We do, also, need a modicum of legislation at the Federal level—to adjust procedural rules to provide a preference for hearing election-related cases rather than (apparently) being spring-loaded to reject on this or that technical ground.

Such Federal legislation would violate our Constitution’s separation of powers? If the Federal courts, including the Supremes, want to get sticky about that, here’s what our Article III, Section 1 Constitution actually has to say on this matter:

The judicial Power of the United States, shall be vested in one supreme Court, and in such inferior Courts as the Congress may from time to time ordain and establish.

Article III, Section 2 provides a more targeted alternative, and one that can be used to circle back to Section 1:

…the supreme Court shall have appellate Jurisdiction, both as to Law and Fact, with such Exceptions, and under such Regulations as the Congress shall make.

The several States can take similar responsive measures under their own constitutions.

Labels

Much is being made of President Joe Biden’s (D) refusal to address the situation at our Mexico border, with its burgeoning illegal alien flow into our nation, as a crisis. Much is being made of DHS Secretary Alejandro Mayorkas’ parallel overt rejection of the term “crisis” as a reference to that situation.

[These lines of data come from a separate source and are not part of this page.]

PR #36367, opened 2020-05-12
Add additional temporal modes for vector layers

nyalldawson:
Allows temporal filtering of layers which store a start time in one
field and a duration in a different numeric field. Users are given
a choice of temporal units for the duration (e.g. seconds, days, etc)


nyalldawson:
Also includes many more modes now :)

nirvn (approved):
Nice!

PR #36368, opened 2020-05-12
[plugin manager] only show install/experimental button when needed

### LINKED ISSUE #36217: [Plugin Manager] The Install Experimental Plugin button is shown if there is no version available
The new *Install Experimental Plugin* is hidden if the only available version is stable. However, if there is **no** available version (a C++ plugin or no Internet connection), both buttons are visible, what doesn't look good (especially if the user disabled experimental plugins ;) )

experimentals

olivierdalang:
Fixes #36217 where install experimental button/message appeared when they shouldn't, following PR #34876


m-kuhn:
@borysiasty how does this look to you?

borysiasty:
@m-kuhn  Just tested - looks and works fine!

m-kuhn:
Thank you @borysiasty

PR #36373, opened 2020-05-12
Commit changes from read only fields on the attribute form

### LINKED ISSUE #36360: Expression for default values not correctly evaluated if target field is read only
QGIS master.

Take the attached sample project:

[trees.zip](https://github.com/qgis/QGIS/files/4612352/trees.zip)

it has a layer with a column "scientific" that has an expression (based on another field called "common") for its default value:

```
CASE
WHEN
"common" = 'Cork Oak'
THEN
'Quercus suber'
WHEN
"common" = 'Eucalypt'
THEN
'Eucalyptus globulus'
ELSE
'no match'
END
```

if "scientific" editable option is checked, then it all work as expected, both on insert as also on update.

If the "editable" property is unchecked then strange things happen: the above expression is correctly evaluated until the feature form is open. When confirming the data entry in the feature form the computed value is lost and the result is always "no match".

m-kuhn:
Read only fields can be calculated from default value expressions and in this case should be committed too.

Fixes #36360

Does someone know why we should *not* do this - and why this check was in place?
Read only fields are not user editable, I assume this is the main thing to make a field read only, the read only configuration comes from the attribute form configuration.
I would prefer not to backport this commit, it makes me uneasy to remove a check that looks like it has been put there on purpose. But I just can't find a good reason for it.

### DIFF
--- a/src/gui/qgsattributeform.cpp
+++ b/src/gui/qgsattributeform.cpp
@@ -356,7 +356,7 @@ bool QgsAttributeForm::saveEdits()
         for ( int i = 0; i < dstVars.count(); i++ )
         {
 
-          if ( !qgsVariantEqual( dstVars[i], srcVars[i] ) && srcVars[i].isValid() && fieldIsEditable( fieldIndexes[i] ) )
+          if ( !qgsVariantEqual( dstVars[i], srcVars[i] ) && srcVars[i].isValid() )
           {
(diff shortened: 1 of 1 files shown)


gioman:
@m-kuhn many thanks Matthias.

nirvn:
@m-kuhn , logic sounds good. Merge?

m-kuhn:
Ok, plug and pray!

White House Press Secretary Jen Psaki has said that the administration isn’t in the business of “labeling” and that the Biden administration doesn’t take immigration advice from the Trump administration. That last is just a bit of empty-headed snark that Biden spouted as he speaks with Psaki’s mouth, for all that it provides a window into the nature of Biden’s inability to deal with what he has wrought at our border over the months since his election, as Mexico’s drug cartels and coyotes and folks from around the world act on his campaign promises of open borders once he’s in office.

On the larger matter, though, Biden—through Psaki—is right, to a point. Labels by themselves can be pretty meaningless, and they can be misleading.

However, properly done, they can be useful shorthand for referring to complex matters that are being handled or that need to be handled. Properly done, labels can serve to briefly identify the nature of the complex matter and thereby guide development of concrete, actionable solutions.

On the other hand, a problem cannot be attacked and resolved if it cannot be identified and understood.

A situation that is “No Big Deal” wants an entirely different response from a situation that is a crisis.

An influx of illegal aliens that is merely a “challenge” needs only local law enforcement involvement, with maybe a touch of Federal assistance, and some humane detention until the illegal aliens can be properly deported.

An influx of illegal aliens, though (and that influx is just the illegal aliens who actually are caught), that overwhelms not only local law enforcement but Federal agencies responsible for enforcing our borders—all of them—and enforcing our immigration laws; an influx that overwhelms our detention facilities, to the point that children become “housed” in the cages Biden inherited from ex-President Barack Obama (D) and currently is using; an influx that overwhelms our border facilities to the point that Wuhan Virus testing facilities are overwhelmed so that most of the illegal aliens who are actually caught and detained go untested and unquarantined—that influx is a crisis.

That’s the failing—a critical failing—of the Biden administration. It cannot label the situation as the crisis that it is.

And so it cannot understand the problem at our southern border.

Or it refuses to try to understand, which would be worse.